The ‘Information Disclosure Measures’ publicized by the Client in the ESMP5 refers exclusively to the information relating to the safety of using gas, along with safety measures, and not on how Project-affected peoples can further obtain information that relates to the design, construction, and operation of the Project.

The bottom line is, there has been no proactive disclosure on where and when the public consultations were held, and the number of project-affected communities took part in them. In the absence of disclosure of where the affected 510 villages are located, and the failure of the Bank and the Client in disclosing consultation transcripts along with a summary of main concerns raised by the Project-affected people, it is thus not possible to determine meaningful public consultations were carried out prior to the Board of Directors approving the project.

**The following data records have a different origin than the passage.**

PR #220, opened 2022-07-27
Add flags to deploy XP in Turing helm chart

terryyylim:

XP (Turing Experiments) has been released previously - https://github.com/caraml-dev/xp and this PR adds the ability to deploy XP via flags in Turing's helm chart.

`Update prior to closing`
E2E tests with PubSub is not doable without spinning up actual infrastructure on GCP. XP has a hard dependency on PubSub for message transmission between Management and Treatment Service. Making the message queue support Kafka would ideally unblock this task.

Limiting grievances by PAPs to the Client’s Grievance Redress Mechanism (GRM) In the Project Summary Information (PSI), the Bank contends that the Client’s GRM is sufficient for responding to ‘any grievances that are raised in relation to the Project,’ and that there will be a GRM handling and reporting system to ensure transparency of all complaints processed. The AIIB and the Client, however, have not disclosed information on how the GRM can be accessed by the people.

In the meanwhile, the complaints handling mechanism of the AIIB is still under negotiation, nascent in its first months of development. This means it would not be possible for project affected people to address their grievances with the Bank directly.

Lack of meaningful response by AIIB to civil society’s information request Green Watershed applied for the information of the project since the ESMP omits the key pieces of information relating to the areas of impact, consultations and other key pieces of information pertinent to the Project. See below the request:

Bank’s response as follows:


Conclusion: Kicking the can of responsibility when it comes to information disclosure practices

The reply from Bank is unduly vague and does not answer the questions raised in the request. It demonstrates in our view the failure of the Bank in carrying out due diligence as per ESF and the Public Information Requests Processing Directive,6 which stipulates in instances where requested information should not be disclosed, the response by the Bank should be accompanied by a written explanation, together with information on the right to submit an appeal to the Vice President, Corporate Secretary.

In the response to the information request filed by Green Watershed, the Bank merely refers to ‘the standards and approaches used in ESMP are deemed to be appropriate and in line with international standards and practices of multilateral development banks.’ And for standards and approaches of ‘similar projects,’ wrote the Bank, ‘please refer to the IFC’s and ADB’s (private sector operation) websites.’ As the Beijing Air Quality Improvement Project is a standalone project by the AIIB, it hardly makes any sense to contact the IFC and ADB, which according to the Project PSI were and are still not financiers to the Project.

In ensuring the Bank complies with its own ESF and policies, it shall at a minimum screen the extent and quality of information provided by its Client during a project appraisal due diligence screening phase, before the Project goes to the Board for approval. Failure in committing to disclosing important environmental and social information puts the Bank’s competency in question, and its reputation at risk, especially if the official response to a request avoids answering the necessary questions while bouncing the can of responsibility to its Client, over which the Bank should have maintained supervision and other banks that are not involved in the Project.

Further, the official response from the Bank points to gaps of due diligence practices that, if not corrected, are in fact non-compliances with the ESF. The current information disclosure and consultation are quite insufficient, and the project-level Grievance Mechanism is also not established yet.